## TASK DETAILS
Retype, exactly as they appear below, the lines between the line holding "- there is one" and the line holding "- and also add", both ends included.

**** THE DATA

Issue #399, opened 2017-08-28
Integrate yard-junk into CI.


v0dro:
The yard-junk gem identifies docs that are using outdated syntax. Use of this gem will tell us where it is outdated.

Reference:
https://github.com/SciRuby/daru/issues/318

athityakumar:
Thanks for working on this, @rohitner. I think this issue can be closed now.

PR #417, opened 2017-09-29
integrated yard-junk into Cl

rohitner:


rohitner:
issue #399

.travis.yml
```diff
@@ -15,6 +15,7 @@ matrix:
 script:
   - bundle exec rspec
   - bundle exec rubocop
+  - yard-junk
```
athityakumar: I think it'd be better to change `yard-junk` -> `bundle exec yard-junk`

daru.gemspec
```diff
@@ -54,6 +54,8 @@ EOF
 
   # it is required by NMatrix, yet we want to specify clearly which minimal version is OK
   spec.add_runtime_dependency 'packable', '~> 1.3.9'
+  # for integrating yard-junk with Cl
+  spec.add_runtime_dependency 'yard-junk', '~>0.0.7'
```
athityakumar: `yard-junk` is a `development_dependency` rather than a `runtime_dependency`, along with `rubocop` and `rspec`

rohitner:
@zverok please suggest changes to ignore yard script for ruby 2.0

zverok:
> please suggest changes to ignore yard script for ruby 2.0

Let's try to approach the problem from another side? To **include** yard-junk script only on `ruby-2.4` (because it will produce the same errors on any version of Ruby)
And that's also true for Rubocop, BTW

zverok:
Ah, and you should look at how it fails on Travis. It fails not on script running stage, but on gem installation. It could be easily avoided with `if RUBY_VESION >= '2.1'` in gemspec

rohitner:
The problem is that config in the travis build wasn't changed as expected for ruby 2.0, if that is solved, the build can be modified as required.

zverok:
> The problem is that config in the travis build wasn't changed as expected for ruby 2.0, if that is solved, the build can be modified as required.

It was. But before using the config, travis does `bundle install`. Which tries to install `yard-junk`, and fails (because gem specifies minimal Ruby version)

rohitner:
I have changed the build matrix as required.

lib/daru/maths/statistics/dataframe.rb
```diff
@@ -43,33 +43,33 @@ def max opts={}
         #   Standardize each Vector
         # @!method acf
         #   Calculate Autocorrelation coefficient
-        #   @param [Integer] max_lags (nil) Number of initial lags
+        #   @yieldparam [Integer] max_lags (nil) Number of initial lags
```
zverok: That's a wrong way. Right is:
```ruby
# @!method acf(max_lags)
#   Calculate Autocorrelation coefficient
#   @param [Integer] max_lags (nil) Number of initial lags
```

lib/daru/maths/statistics/vector.rb
```diff
@@ -549,28 +549,28 @@ def rolling function, n=10
 
         # @!method rolling_mean
         #   Calculate rolling average
-        #   @param [Integer] n (10) Loopback length
+        #   @yieldparam [Integer] n (10) Loopback length
```
zverok: Same as above.

lib/daru/index/index.rb
```diff
@@ -258,7 +258,7 @@ def self._load data
 
     # Provide an Index for sub vector produced
     #
-    # @param input_indexes [Array] the input by user to index the vector
+    # @option args [Array] the input by user to index the vector
```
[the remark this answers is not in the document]
rohitner: since symbol * isn't allowed as a parameter, I thought of * as set of options, will it do if i replace args with * ?

.travis.yml
```diff
@@ -9,13 +9,42 @@ rvm:
...
+      - bundle exec rspec
+      - bundle exec rubocop
+      - bundle exec yard-junk
+  - rvm: '2.4.0'
+    script:
+      - bundle add yard-junk
+      - bundle install
+      - bundle exec rspec
+      - bundle exec rubocop
+      - bundle exec yard-junk
```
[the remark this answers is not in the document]
rohitner: This is the only problem left, the exclude in matrix doesn't work as script: tag is not supported for build matrix. It is treated as another job and leads to double number of jobs.

rohitner:
@zverok is it okay to allow 2.0 build to fail for now to keep the number of builds intact?

.travis.yml
```diff
@@ -9,12 +9,17 @@ rvm:
   - '2.4.0'
 
 matrix:
+  allow_failures:
+    - rvm: '2.0'
```
athityakumar: I wouldn't prefer to allow failures on ruby-2.0 just because of yard-junk. Especially, there are quite a few features missing in ruby-2.0 (like `array.sort_by(n)`) which shouldn't overlooked by passing Travis CI builds. 

P.S - We are in the process of dropping support for ruby-2.0 as per issue #336.But until we support drop for ruby-2.0, let's keep it the correct form?

zverok:
Screw the Ruby 2.0 :)

Issue #324, opened 2017-03-20
#group_by with boolean gives `ArgumentError: comparison of Array with Array failed`


dansbits:
I was recently trying to get a count of true and false values in a column of my data frame and received `ArgumentError: comparison of Array with Array failed` when I tried to run group_by using only that column. I thought this might be something with my data set but the below example reproduces the error.

```
df = Daru::DataFrame.new({ id: (1..10).to_a, is_training: (1..10).to_a.map { rand(2) == 0 } })
df.group_by([:is_training]).count
```

zverok:
I believe it is due to the fact that currently `group_by` for some reason sorts groups, and booleans can't be compared with `<=>`. 
This redesign ticket is somehow related: https://github.com/SciRuby/daru/issues/152

PR #420, opened 2017-10-07
Fix tuple sorter

baarkerlounger:
```
keys = [[" Black and White", nil, 31],[" Black and White", "Rob Marshall", 205]]`
keys.sort(&TUPLE_SORTER)
ArgumentError: comparison of Array with Array failed
```


baarkerlounger:
@zverok made some changes, let me know what you think - will try to stop posting WIP PRs too!

zverok:
>  will try to stop posting WIP PRs too!

It is not necessary, in fact :) Just include `[WIP]` in the title of those PRs, and write a comment like "Now it is finished!" when it is :)

baarkerlounger:
@zverok think this is ready for another look

lib/daru/core/group_by.rb
```diff
@@ -13,7 +13,15 @@ def each_group
...
+          a_comp_len = a_comp.length
+          b_comp_len = b_comp.length
+          if a_comp_len == b_comp_len
+            a_comp <=> b_comp || 0
+          else
+            0
+          end
         else
           a ? 1 : -1
         end
```
zverok: WDYT about this version?
```ruby
TUPLE_SORTER = lambda do |left, right|
  return -1 if !right
  return 1 if !left

  left = left.compact
  right = right.compact
  return left <=> right if left.lenght == right.length
  left.length <=> right.length
end
```
It looks a bit more readable.

spec/dataframe_spec.rb
```diff
@@ -1846,6 +1846,13 @@
     end
   end
 
+  context 'Tuple Sorter' do
+    it 'sorts data frames with nils' do
+      df = Daru::DataFrame.from_csv 'spec/fixtures/duplicates.csv'
+      expect { df.group_by(df.vectors.map(&:to_s)) }.to_not raise_error(ArgumentError)
+    end
+  end
```
zverok: It should be where all other `group_by` specs are, as a separate `context`, named like `when there are nil in dataframe` or something like this.

And I don't think that separate fixture is necessary for testing this case, on-the-fly dataframe creation would be more visible.

lib/daru/core/group_by.rb
baarkerlounger: Done with necessary corrections

baarkerlounger:
@zverok made both suggested changes

spec/core/group_by_spec.rb
```diff
@@ -465,4 +465,21 @@
...
+          'string1' => ["Color", "Color", "Color", "Color", nil, "Color", "Color", " Black and White"],
+          'string2' => ["Test", "test2", nil, "test3", nil, "test", "test3", "test5"],
+          'num' => [1, nil, 3, 4, 5, 6, 7, nil]
+        }
+      )
+    }
+
+    it 'groups by without errors' do
+      expect { df.group_by(df.vectors.map(&:to_s)) }.to_not raise_error(ArgumentError)
+    end
```
zverok: Let's add a bit more specs :)
1. For results (not just "it doesn't fail")
2. For different cases for sorting, it can be buggy (for ex., I wrote that from the top of the head, and not sure if it should be `1` and `-1` in the first two lines or vice versa).

baarkerlounger: @zverok I didn't bother with testing the actual sorting too much because I think that's beyond the scope of this change - there are plenty of other specs that test the actual sorting part for all the other scenarios that break when you change the current behaviour).

baarkerlounger:
https://github.com/SciRuby/daru/issues/324

PR #2339, opened 2026-02-20
test: add framework for UI unit tests

### LINKED ISSUE #2300: Add framework for UI unit tests
### Problem

We have automation tests that spin up a headless UI to test, but they're heavyweight and tests aren't always added at the same time as the PR that adds the feature. We should have smaller, focused unit tests included in every PR.

### Solution

* Use an existing testing tool/framework
* Use explorer as inspiration as it does this already with vue
* Test individual vue components to ensure given a certain input a certain output is rendered
* Use mocks or stubs for backend calls.
* Add one or two test examples that showcase this approach.
* Future sprints and PRs will slowly increase the unit test coverage.

### Alternatives

_No response_

svienot:
**Description**:

The vitest framework is already used in the project for the existing front-end unit tests. Among those:
- the tests of the **main** components are the only ones run in the CI.
- several tests in the **renderer** component are covering utilities but these are never executed in CI (they aren’t included in any test).
- there is one existing test file for the **shared** component of the frontend which is never executed in CI either (and it is failing)

In this PR we:
- leverage the vitest framework and extend its usage to UI components of the renderer component:
  - add `@pinia/testing`, `@vue/test-utils` and `happy-dom` dependencies
  - add vitest configuration for the **shared** component, which was not yet present
  - skip the failing tests in the **shared** component, for the time being
  - update the README with the new `test:renderer` and `test:shared` npm targets
  - update the `test-frontend.yaml` CI workflow to include the renderer and shared components unit tests in the test matrix. We do not however include those in the coverage measurement.
- and also add a unit test for a simple UI component (BreadCrumb) as a first example.

**Related issue(s)**:

Fixes #2300 

**Checklist**


ericleponner (approved):
LGTM

steven-sheehy (commented):
It looks good for view only tests, but shouldn't we also have an example that calls a remote API like MN, CN, or TT backend? Should these be follow ups? Or is that logic already isolated in non-vue components?

.github/workflows/test-frontend.yaml
```diff
@@ -210,7 +214,7 @@ jobs:
         working-directory: front-end
 
       - name: Run Unit Tests
-        run: pnpm run test:${{ matrix.test-suite.command }}:coverage
+        run: pnpm run test:${{ matrix.test-suite.command }}
```
steven-sheehy: Why do we not include coverage? We want all areas to be calculated so we know what's missing.

svienot:
> It looks good for view only tests, but shouldn't we also have an example that calls a remote API like MN, CN, or TT backend? Should these be follow ups? Or is that logic already isolated in non-vue components?

Yes, next step should be to add a more substantial test, using a mock-up of an API call (to MN and/or the backend). 
Perhaps we can integrate this as is for the time being and follow up.

steven-sheehy (approved):

PR #2360, opened 2026-02-24
feat: set 'sign next' as the default action in signing process

### LINKED ISSUE #2359: User feedback: make "Sign & Next" the default signing action
**Description**  
Users have requested that the primary signing button default to **"Sign & Next"** instead of just **"Sign"**. The current behavior requires extra clicks the first time a user is signing multiple transactions in a row.

**Current behavior**  
- The main action button on the signing screen is labeled **"Sign"**.  
- Users must take an additional action (e.g., use a secondary button or navigation) to move to the next transaction after signing.

**Requested behavior**  
- Make **"Sign & Next"** the default/primary action button when signing transactions.

jbair06:
**Description**:
This pull request makes small but important adjustments to the transaction signing flow in the front-end. The main changes ensure that after signing a transaction, the navigation logic correctly handles whether to proceed to the next transaction or return to the transaction list, and updates the default behavior for navigation after signing.

Transaction navigation improvements:

* Changed the default value of `goToNext` in `SplitSignButtonDropdown.vue` to `true`, so users will now automatically proceed to the next transaction after signing by default.
* Updated the `handleSign` function in `TransactionDetailsHeader.vue` to check if there is a next transaction available; if not, it routes the user back to the transaction list instead of attempting to navigate to a non-existent transaction.

**Related issue(s)**:

Fixes #2359 

**Notes for reviewer**:
When 'Sign & Next' on a Transaction inside a Transaction Group, note that it routes back to the Transaction Group details.

**Checklist**

### DIFF
--- a/.github/workflows/pr-formatting.yaml
+++ b/.github/workflows/pr-formatting.yaml
@@ -28,7 +28,7 @@ jobs:
     runs-on: transaction-tools-linux-medium
     steps:
       - name: Harden Runner
-        uses: step-security/harden-runner@5ef0c079ce82195b2a36a210272d6b661572d83e # v2.14.2
+        uses: step-security/harden-runner@a90bcbc6539c36a85cdfeb73f7e2f433735f215b # v2.15.0
         with:
           egress-policy: audit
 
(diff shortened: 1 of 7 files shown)


ddeskov-limechain:
LGTM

********

## ANSWER AREA
- there is one existing test file for the **shared** component of the frontend which is never executed in CI either (and it is failing)

In this PR we:
- leverage the vitest framework and extend its usage to UI components of the renderer component:
  - add `@pinia/testing`, `@vue/test-utils` and `happy-dom` dependencies
  - add vitest configuration for the **shared** component, which was not yet present
  - skip the failing tests in the **shared** component, for the time being
  - update the README with the new `test:renderer` and `test:shared` npm targets
  - update the `test-frontend.yaml` CI workflow to include the renderer and shared components unit tests in the test matrix. We do not however include those in the coverage measurement.
- and also add a unit test for a simple UI component (BreadCrumb) as a first example.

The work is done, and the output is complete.